• **DATASET**:
******
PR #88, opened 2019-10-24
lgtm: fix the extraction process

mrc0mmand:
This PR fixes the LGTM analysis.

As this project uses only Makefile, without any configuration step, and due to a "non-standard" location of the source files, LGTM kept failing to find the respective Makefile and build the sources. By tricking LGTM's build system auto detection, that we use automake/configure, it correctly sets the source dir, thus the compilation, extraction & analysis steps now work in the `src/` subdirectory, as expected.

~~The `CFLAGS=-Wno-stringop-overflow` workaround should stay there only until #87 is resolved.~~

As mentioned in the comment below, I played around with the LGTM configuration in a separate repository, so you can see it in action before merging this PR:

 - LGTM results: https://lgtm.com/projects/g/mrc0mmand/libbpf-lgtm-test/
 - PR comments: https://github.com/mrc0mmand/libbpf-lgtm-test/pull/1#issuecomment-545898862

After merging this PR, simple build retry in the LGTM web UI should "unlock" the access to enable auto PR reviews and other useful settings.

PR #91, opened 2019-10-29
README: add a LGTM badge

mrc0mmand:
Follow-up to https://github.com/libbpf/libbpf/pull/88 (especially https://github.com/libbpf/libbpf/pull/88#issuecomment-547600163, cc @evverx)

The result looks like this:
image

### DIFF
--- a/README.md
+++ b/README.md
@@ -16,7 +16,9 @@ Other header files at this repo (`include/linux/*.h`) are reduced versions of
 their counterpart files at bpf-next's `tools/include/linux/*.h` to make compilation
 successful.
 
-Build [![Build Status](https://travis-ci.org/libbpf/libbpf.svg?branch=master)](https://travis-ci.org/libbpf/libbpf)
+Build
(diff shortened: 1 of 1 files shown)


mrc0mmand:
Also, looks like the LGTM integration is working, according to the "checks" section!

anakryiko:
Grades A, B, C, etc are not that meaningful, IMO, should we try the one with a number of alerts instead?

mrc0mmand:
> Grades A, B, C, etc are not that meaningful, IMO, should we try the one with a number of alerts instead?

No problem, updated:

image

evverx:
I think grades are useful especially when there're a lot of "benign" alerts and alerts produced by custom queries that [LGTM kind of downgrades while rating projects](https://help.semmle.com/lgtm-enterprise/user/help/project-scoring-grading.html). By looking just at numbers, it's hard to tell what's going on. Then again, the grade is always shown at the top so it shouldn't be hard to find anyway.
******
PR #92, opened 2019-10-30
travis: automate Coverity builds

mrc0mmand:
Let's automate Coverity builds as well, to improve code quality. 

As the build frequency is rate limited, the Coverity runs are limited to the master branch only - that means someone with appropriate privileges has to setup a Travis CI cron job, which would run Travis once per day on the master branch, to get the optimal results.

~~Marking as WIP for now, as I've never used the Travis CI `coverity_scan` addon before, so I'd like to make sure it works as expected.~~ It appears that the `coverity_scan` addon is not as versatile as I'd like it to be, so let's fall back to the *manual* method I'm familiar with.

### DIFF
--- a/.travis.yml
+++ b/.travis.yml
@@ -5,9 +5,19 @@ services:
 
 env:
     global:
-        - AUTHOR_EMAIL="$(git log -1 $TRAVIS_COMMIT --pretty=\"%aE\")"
******
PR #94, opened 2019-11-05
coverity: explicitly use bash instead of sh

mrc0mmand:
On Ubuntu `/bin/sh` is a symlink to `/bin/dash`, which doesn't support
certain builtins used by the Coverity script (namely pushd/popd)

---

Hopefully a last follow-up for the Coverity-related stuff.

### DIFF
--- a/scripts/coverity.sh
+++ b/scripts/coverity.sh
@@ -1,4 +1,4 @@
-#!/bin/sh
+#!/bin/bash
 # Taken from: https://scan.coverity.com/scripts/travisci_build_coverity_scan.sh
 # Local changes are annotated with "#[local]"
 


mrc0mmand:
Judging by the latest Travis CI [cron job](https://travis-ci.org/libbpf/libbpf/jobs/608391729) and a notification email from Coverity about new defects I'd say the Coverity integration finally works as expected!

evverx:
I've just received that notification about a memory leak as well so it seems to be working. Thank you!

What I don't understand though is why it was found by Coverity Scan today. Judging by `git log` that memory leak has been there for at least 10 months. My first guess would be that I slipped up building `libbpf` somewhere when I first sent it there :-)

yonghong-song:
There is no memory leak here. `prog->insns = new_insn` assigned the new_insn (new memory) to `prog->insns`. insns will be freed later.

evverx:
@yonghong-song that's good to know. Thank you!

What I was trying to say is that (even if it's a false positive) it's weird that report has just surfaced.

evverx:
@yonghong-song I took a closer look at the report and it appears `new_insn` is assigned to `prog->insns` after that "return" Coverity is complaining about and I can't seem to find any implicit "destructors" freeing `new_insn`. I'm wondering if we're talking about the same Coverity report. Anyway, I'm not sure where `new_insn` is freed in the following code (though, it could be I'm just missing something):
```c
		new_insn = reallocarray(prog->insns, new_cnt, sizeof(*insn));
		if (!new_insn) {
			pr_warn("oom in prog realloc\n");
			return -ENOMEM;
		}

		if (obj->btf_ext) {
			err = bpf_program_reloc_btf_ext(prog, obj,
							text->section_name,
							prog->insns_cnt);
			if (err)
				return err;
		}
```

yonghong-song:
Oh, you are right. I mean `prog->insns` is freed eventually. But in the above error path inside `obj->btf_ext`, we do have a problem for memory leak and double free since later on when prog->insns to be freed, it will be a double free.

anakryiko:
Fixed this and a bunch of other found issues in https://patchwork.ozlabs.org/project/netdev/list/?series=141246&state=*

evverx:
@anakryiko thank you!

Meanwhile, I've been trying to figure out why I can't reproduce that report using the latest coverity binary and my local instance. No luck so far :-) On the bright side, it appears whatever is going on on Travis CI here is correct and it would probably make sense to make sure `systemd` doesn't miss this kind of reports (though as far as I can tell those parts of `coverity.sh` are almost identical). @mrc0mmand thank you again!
******
• **TRY IT**: Among the records above, find each line holding "which" and list it.

• **RESPONSE**:
As the build frequency is rate limited, the Coverity runs are limited to the master branch only - that means someone with appropriate privileges has to setup a Travis CI cron job, which would run Travis once per day on the master branch, to get the optimal results.
On Ubuntu `/bin/sh` is a symlink to `/bin/dash`, which doesn't support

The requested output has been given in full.